China’s National People’s Congress started its annual meeting.
On the political side Premier Li Keqiang announced that the country will introduce a security law for Hong Kong, which added to US-China tensions and generated a risk-off sentiment in global markets.
China abandoned its gross domestic product target for 2020. The economic growth target has been the anchor metric for Chinese economic development for decades. The consensus growth forecast of economists surveyed by Bloomberg came in at 1.8 percent for this year. New key targets are a 3.6 percent deficit, significantly up from the 2.8 percent last year and also larger than during the financial crisis.
The government wants to boost investment in infrastructure, technology and social spending with a $500 billion package. BNP Paribas estimates that 130 million Chinese people have lost their jobs due to the pandemic. The government wants to create nine million urban jobs, which is two million less than last year.
Li also said that he was hopeful for “phase one” of the US-China trade agreement, which may be difficult in view of the current domestic economic situation. This phase calls for China to increase its imports from the US by $200 billion over 2017 levels.
The Bank of Japan left interest rates and monetary policy unchanged, but launched a new lending programme worth 30 trillion yen ($279.18 billion) to support small business.
The UK government deficit exceeds £62 billion for April, which is higher than the fiscal deficit for the full fiscal year 2020, which ended March 31 2020 and the biggest since modern records began in 1993.

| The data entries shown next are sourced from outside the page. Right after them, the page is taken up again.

PR #565, opened 2026-06-01
fix(node-vfs): safely rewrite absolute execute paths

### LINKED ISSUE #259: VfsSandbox: execute tool doesn't respect sandbox working directory on macOS
## Summary

  The `execute` tool runs commands in the host's root directory instead of the sandbox directory, causing file system operations to fail with "Read-only file system" errors on macOS.

  ## Steps to Reproduce

  1. Create a VfsSandbox with some initial files
  2. Ask the agent to copy a file from path A to path B using `execute` tool (e.g., `cp /a.txt /b.txt`)
  3. The agent will try to execute the command in the host's root directory instead of the sandbox directory

  ## Expected Behavior

  The command should execute within the sandbox directory, operating on files in the virtual file system.

  ## Actual Behavior

  Error: Read-only file system

  The command executes in the host's root directory (`/`) instead of the sandbox working directory, which is read-only.

  ## Related Issues

  https://github.com/langchain-ai/deepagentsjs/issues/203

  The fix for #203 addressed `ls`, `read_file`, and `write_file` tools, which now work correctly. However, the `execute` tool still has the same issue and was not fixed.

  ## Environment

  - `@langchain/node-vfs`: latest
  - `deepagents`: "^1.8.0"
  - OS: macOS (Darwin 24.5.0)

hntrl:
## Summary

Fixes #259.

This change fixes `@langchain/node-vfs` command execution behavior for absolute paths in `execute()`. The previous implementation only rewrote absolute paths when the top-level path already existed in the VFS root, which caused commands like `cp /a.txt /b.txt` and redirections to `/b.txt` to target host root paths and fail with read-only filesystem errors.

The rewrite behavior is now sandbox-first for workspace paths, while still preserving host system absolute paths for known roots unless those roots are intentionally shadowed by VFS content.

### `@langchain/node-vfs`

- Refactored absolute path rewriting in `VfsSandbox#rewriteVfsPaths` to:
  - Rewrite absolute paths whose root exists in VFS.
  - Rewrite unknown absolute roots to the temp execution workspace.
  - Preserve known host system roots through an explicit allowlist unless shadowed by VFS.
- Moved host absolute root allowlist into `src/const.ts` and imported it from `sandbox.ts`.
- Added integration tests for:
  - `cp /a.txt /b.txt` destination rewriting.
  - Absolute redirection targets with an empty workspace.
  - Host absolute path passthrough (`test -x /bin/sh`).
  - VFS precedence when allowlisted roots are shadowed (for example `/tmp/...`).

### DIFF
--- a/.changeset/vfs-absolute-exec-paths.md
+++ b/.changeset/vfs-absolute-exec-paths.md
@@ -1,0 +1,9 @@
+---
+"@langchain/node-vfs": patch
+---
+
+fix(node-vfs): safely rewrite absolute execute() paths to the sandbox workspace
+
+Update VfsSandbox command rewriting so absolute paths in `execute()` map to the temp execution workspace by default, while preserving known host system roots unless they are explicitly shadowed by VFS entries. This fixes failures like `cp /a.txt /b.txt` and `echo ... > /b.txt`.
+
+Add integration coverage for absolute copy targets, absolute redirection targets, host path passthrough (`/bin/sh`), and VFS precedence when an allowlisted host root (such as `/tmp`) is shadowed in the workspace.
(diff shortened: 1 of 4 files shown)


hntrl:
Closing in favor of a broader architectural change. We should remove execute() from @langchain/node-vfs rather than continue hardening path rewriting on top of host shell execution semantics.

PR #575, opened 2026-06-02
refactor(node-vfs): make VfsSandbox filesystem-only

### LINKED ISSUE #259: VfsSandbox: execute tool doesn't respect sandbox working directory on macOS

hntrl:
## Summary

This PR removes command-execution semantics from `@langchain/node-vfs` and aligns `VfsSandbox` with `BackendProtocolV2` as a filesystem-only backend.

The provider no longer uses sandbox execution abstractions and now performs core file operations directly against the in-memory VFS.

### Protocol alignment

- `VfsSandbox` now implements `BackendProtocolV2` directly instead of extending sandbox/base-execution abstractions.
- Removed command execution from the provider surface (`execute` is no longer part of this backend implementation).
- Removed `timeout` from `VfsSandboxOptions` and corresponding docs.

### Runtime behavior

- Added native backend implementations for:
  - `read`
  - `readRaw`
  - `write`
  - `edit`
  - `ls`
  - `grep`
  - `glob`
- Kept upload/download support and added path confinement handling for invalid traversal paths.
- Continued in-memory VFS-only operation (no temp-dir shell sync path).

### Tests and docs

- Updated unit and integration tests to remove execute-focused assertions and validate filesystem behavior.
- Updated package docs to describe `BackendProtocolV2` usage and removed execute/timeout references.
- Added changeset for `@langchain/node-vfs`.


libs/providers/node-vfs/README.md
```diff
@@ -78,12 +78,13 @@ const sandbox = await VfsSandbox.create({
 
 ##### `sandbox.execute(command)`
```
christian-bromann: I would suggest to just remove this section entirely?

libs/providers/node-vfs/src/types.ts
```diff
@@ -48,7 +48,10 @@ export interface VfsSandboxOptions {
   initialFiles?: Record<string, string | Uint8Array>;
 
   /**
-   * Command timeout in milliseconds.
+   * Backward-compatible timeout option.
+   *
+   * Retained for API compatibility; currently unused because this provider
+   * does not execute shell commands.
```
christian-bromann: Should we deprecate this?

christian-bromann (dismissed):
👍

PR #585, opened 2026-06-05
feat(quickjs): implement interpreter libraries for deterministic workflows with composable code libraries

colifran:
### Summary

Adds interpreter libraries to @langchain/quickjs which are pre-loaded modules that agents can import inside the QuickJS sandbox. Libraries bundle tools, dependencies, and documentation behind a simple module interface, with progressive disclosure (agent sees a one-liner; full docs load on demand via readFile).

Ships swarm as the first built-in library: table-based parallel fan-out with auto-batching, structured output, and context isolation. Swarm subagents now support middleware configuration, with patch-tool-calls and anthropic prompt caching injected by default to help with cost control.

Includes an example (examples/repl/interpreter-libraries/) that wires up swarm with a custom evaluator library to run a multi-pass tech stack comparison across three specialized subagents.

Also fixes two pre-existing CI failures unrelated to this feature:
- stream.test.ts asserted tool output text against sub.messages, which only yields AI messages — fixed to check actual AI message content
- Evicted tool results were written without a file extension, so read_file treated them as binary and produced document blocks the Anthropic API rejects. Added .txt extension

### Tests

- Unit tests for swarm table operations including glob parsing (newline-separated paths, no-match/error status strings)
- Unit tests for library loading (loadLibrary)
- Updated eviction path assertions across fs.test.ts, state.test.ts, store.test.ts, composite.test.ts
- Integration tested via examples/repl/interpreter-libraries/run.ts (multi-library agent with swarm + custom evaluator)


libs/deepagents/src/agent.ts
```diff
@@ -316,6 +317,38 @@ export function createDeepAgent<
...
+  for (const mw of customMiddleware) {
+    if (mw.name === "CodeInterpreterMiddleware" && "_subagentPoolRefs" in mw) {
+      const refs = (mw as Record<string, unknown>)
+        ._subagentPoolRefs as SubagentPoolRef[];
+      for (const ref of refs) {
+        ref.current = poolData;
+      }
+    }
+  }
+
```
hntrl, line 351: hmm is there a better way for us to expose subagent specs to CodeInterpreterMiddleware? I think its pretty bad that we have to do this

hntrl: I also think this technically breaks across threads

libs/deepagents/src/middleware/subagents.ts
```diff
@@ -637,7 +637,8 @@ function createTaskTool(options: {
         },
       };
       const result = (await subagent.invoke(
-        subagentState,
+        // eslint-disable-next-line @typescript-eslint/no-explicit-any -- langgraph's InvokeStateParameter union includes Command which doesn't apply here
+        subagentState as any,
```
hntrl, line 641: is this something to fix upstream?

libs/providers/quickjs/src/transform.ts
```diff
@@ -142,6 +149,68 @@ export function transformForEval(code: string): string {
   return s.toString();
 }
 
+/**
+ * Convert a static ImportDeclaration AST node to a dynamic `await import()`.
+ */
+function importToAwaitImport(node: AcornNode): string {
```
hntrl, line 155: should our guidance be to just have `await import` in libraries

hntrl (commented):
some Q's about implementation

libs/providers/quickjs/src/transform.ts
colifran: maybe but it doesn't hurt as a safe guard in case the agent goes rogue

New jobless claims in the US jumped another 2.4 million during the week ending May 15, bringing the total since mid-March up to 38.6 million. While the trajectory of new jobless claims is downward sloping, 2.4 million is a big number. Earlier this week Federal Reserve chairman Jerome Powell expressed concerns about rising inequality and poverty levels in the US. “While the burden is widespread, it is not evenly spread,” he said.
Nissan may cut 20,000 jobs because of factory closures and lower demand brought on by the coronavirus crisis.

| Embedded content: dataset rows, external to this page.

PR #98, opened 2019-11-25
align "ssh_keys" variable in all providers

mauriciovasquezbernal:
This commit aligns all the supported providers to accept a list of public ssh
keys ("ssh_keys") to be copied to the nodes.

### DIFF
--- a/aws/flatcar-linux/kubernetes/cl/controller.yaml.tmpl
+++ b/aws/flatcar-linux/kubernetes/cl/controller.yaml.tmpl
@@ -217,5 +217,4 @@ storage:
 passwd:
   users:
     - name: core
-      ssh_authorized_keys:
-        - "${ssh_authorized_key}"
+      ssh_authorized_keys: ${ssh_keys}
--- a/README.md
+++ b/README.md
@@ -47,7 +47,11 @@ module "aws-tempest" {
   dns_zone_id  = "Z3PAABBCFAKEC0"
 
   # configuration
-  ssh_authorized_key = "ssh-rsa AAAAB3Nz..."
+  ssh_keys = [
+    "ssh-rsa AAAAB3Nz...",
+    "ssh-rsa AAAAB3Nz...",
+  ]
+
   asset_dir          = "/home/user/.secrets/clusters/yavin"
 
   # optional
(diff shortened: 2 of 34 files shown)


surajssd (approved):
LGTM, just force push to run tests again. Packet is giving trouble again it seems.

alban (approved):
LGTM if you tested on packet + aws.

ipochi (approved):
lgtm

aws/flatcar-linux/kubernetes/cl/controller.yaml.tmpl
```diff
@@ -217,5 +217,4 @@ storage:
 passwd:
   users:
     - name: core
-      ssh_authorized_keys:
-        - "${ssh_authorized_key}"
+      ssh_authorized_keys: ${ssh_keys}
```
johananl, line 220: Have we verified that interpolation works fine here both when specifying one key and when specifying multiple keys? I am concerned about the HCL->YAML conversion.

johananl (approved):
LGTM. Added one comment.

I think we should test this manually on any platform that isn't covered by CI (e.g. GCP).

aws/flatcar-linux/kubernetes/cl/controller.yaml.tmpl
mauriciovasquezbernal: I don't remember any test with multiple keys so far. I'll do it.
I'll try to test in another platform, probably azure.

johananl: I think we should test *all* platforms... Otherwise we may be breaking something on one platform.

alban: I expect it should work: the `ssh_keys` HCL variable is now a json string and json strings are valid YAML. But I have not tested :)

johananl: I expect it to work, too :-) But faith doesn't help improve software quality ;-)

mauriciovasquezbernal: I agree that the only way to be sure it's working would be to test on all platforms, but it's also true that the change is not platform dependent, if is working on packet so far it should work also on other platforms as well.

johananl: Yes. It's up to you. I've approved the PR anyway :-)

mauriciovasquezbernal: For the record: Tested with multiple keys in GCP and it works.

mauriciovasquezbernal:
When you are confident that your PR can't broke anything then a stupid mistake appears: https://github.com/kinvolk/lokomotive-kubernetes/pull/116/commits/afc4e928449d44cd1b3d5f7b27f09ef238a41685 (Part of https://github.com/kinvolk/lokomotive-kubernetes/pull/116). :man_facepalming:

PR #102, opened 2019-12-04
ci: Add Packet ARM cluster

pothos:
The cluster configuration is the same as for the existing
Packet cluster. The only difference is the server type
`c2.large.arm` (controller) and `c1.large.arm` (worker), the added variables `os_arch`/`os_channel`/`ipxe_script_url`,
and the worker count set to 1 instead of 2.


invidian (approved):
Nice! Looks good to me.

pothos:
Updated the iPXE URL and changed the worker type to `c1.large.arm` to save costs.

invidian (approved):
OK

PR #103, opened 2019-12-04
PR to incorporate changes w.r.t to bootkube supporting helm.

ipochi:
This PR updates the bootkube image to use the one which has helm patch

Refactors ssh.tf to copy calico hostendpoint manifests in calico helm chart.

### DIFF
--- a/packet/flatcar-linux/kubernetes/ssh.tf
+++ b/packet/flatcar-linux/kubernetes/ssh.tf
@@ -64,9 +64,8 @@ resource "null_resource" "copy-controller-secrets" {
   }
 }
 
-# Secure copy bootkube assets to ONE controller and start bootkube to perform
-# one-time self-hosted cluster bootstrapping.
-resource "null_resource" "bootkube-start" {
+# Secure copy bootkube assets to ONE controller.
+resource "null_resource" "copy-assets-dir" {
   depends_on = [
     module.bootkube,
     aws_route53_record.apiservers,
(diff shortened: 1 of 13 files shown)


pothos:
The multiarch image uploaded to quay may or may not work for arm64 because quay.io is currently rolling out support for that. That's why we were sticking to the `-ARCH` suffix, but currently no `-helm-arm64` and `-helm-amd64` are there, so I expect the CI to fail. Either verify that multiarch works on quay now and remove the `-ARCH` suffix or push the `-ARCH` tags as well.

packet/flatcar-linux/kubernetes/ssh.tf
```diff
@@ -64,9 +64,8 @@ resource "null_resource" "copy-controller-secrets" {
   }
 }
 
-# Secure copy bootkube assets to ONE controller and start bootkube to perform
-# one-time self-hosted cluster bootstrapping.
-resource "null_resource" "bootkube-start" {
+# Secure copy bootkube assets to ONE controller
+resource "null_resource" "copy-assets-dir" {
```
invidian, line 68: In commit message:
>Due to the move to helm chart , there does not exist any directory named
  manifests or manifess-networking.

Typo + I'm don't fully understand this sentence. Could you elaborate @ipochi ?

packet/flatcar-linux/kubernetes/ssh.tf
```diff
@@ -64,9 +64,8 @@ resource "null_resource" "copy-controller-secrets" {
   }
 }
 
-# Secure copy bootkube assets to ONE controller and start bootkube to perform
-# one-time self-hosted cluster bootstrapping.
-resource "null_resource" "bootkube-start" {
+# Secure copy bootkube assets to ONE controller
```
invidian: Dot missing at the end of the comment.

packet/flatcar-linux/kubernetes/ssh.tf
```diff
@@ -84,15 +83,54 @@ resource "null_resource" "bootkube-start" {
...
+    type    = "ssh"
+    host    = "${packet_device.controllers.0.access_public_ipv4}"
+    user    = "core"
+    timeout = "15m"
+  }
 
   provisioner "file" {
     content     = data.template_file.host_protection_policy.rendered
-    destination = "$HOME/assets/manifests-networking/calico-policy.yaml"
+    destination = "$HOME/assets/charts/kube-system/calico/templates/calico-policy.yaml"
```
invidian, line 110: Can't we simply copy it to `manifests` directory? I'd rather not make it a part of the `calico` helm chart.

invidian (commented):
Just some nits, in general LGTM.

packet/flatcar-linux/kubernetes/ssh.tf
ipochi: > Can't we simply copy it to `manifests` directory? I'd rather not make it a part of the `calico` helm chart.

@invidian No we cannot  as calico-policy.yaml depends on CRDs installed with Calico.

Any manifests found in `manifests` directory get applied first before `charts` directory. Hence the installation fails for the `calico-host-endpoint controller`.

packet/flatcar-linux/kubernetes/ssh.tf
ipochi: > In commit message:
> 
> > Due to the move to helm chart , there does not exist any directory named
> > manifests or manifess-networking.
> 
> Typo + I'm don't fully understand this sentence. Could you elaborate @ipochi ?

reworded the commit message to reflect the reasons behind the change.
Please let me know if the reasons make sense now.

invidian: Yes, it makes more sense now. Thanks!

invidian (approved):
LGTM, we can merge when CI is :heavy_check_mark:

PR #107, opened 2019-12-09
packet: Remove temporary ARM signature key

pothos:
Since Flatcar Container Linux now has official
ARM64 releases, the developer signature workaround
is not needed anymore and hinders accepting offically
signed images.


dongsupark (commented):
From a quick look, it looks good.
Though let's merge it a little later, when we released a new Edge successfully.
It will be done in a couple of days.

pothos:
Currently booting alpha images is broken, so I would like to merge now.

dongsupark (approved):
I see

Vietnamese Prime Minister Nguyen Xuan Phuc said the country’s economy could grow at 4 to 5 percent in 2020.
Beijing’s intent to introduce a new security law banning subversion, separatism and treason into Hong Kong’s basic law ratcheted up US-China acrimony up another notch, especially as Beijing prepared to overrule Hong Kong’s Legislative Council. The Hang Seng fell around 5.6 percent on Friday, which is the biggest drop since 2008.
This is a clear break of the “one country two systems rule” which was agreed after Hong Kong reverted to China from British rule in 1997.
Hong Kong Chief Executive Carrie Lam announced she would enforce the new law.
This action will give momentum to a bill the US Senate passed on Wednesday barring foreign companies from listing on US exchanges if they had not complied with the country’s accounting board’s audits for three consecutive years, and/or are owned or controlled by a foreign government. The bill could lead to the delisting of several Chinese companies like Alibaba or Baidu.
The Hong Kong Human Rights and Democracy Act of last November had already put Hong Kong’s special trading status under tighter scrutiny, to be evaluated according to the former British colony’s autonomy from Beijing.
Where we go from here:
US senators propose a bill punishing entities involved with enforcing the new securities law in Hong Kong and, importantly, penalising banks doing business with those entities. This could have a big impact on both Chinese banks and the status of Hong Kong as a financial center.
All eyes will be on Hong Kong over the weekend to see whether widespread protests will resume. They dominated the territory last year and eventually achieved the withdrawal of a proposed security law much along the lines of the new proposed one.
— Cornelia Meyer is a Ph.D.-level economist with 30 years of experience in investment banking and industry. She is chairperson and CEO of business consultancy Meyer Resources.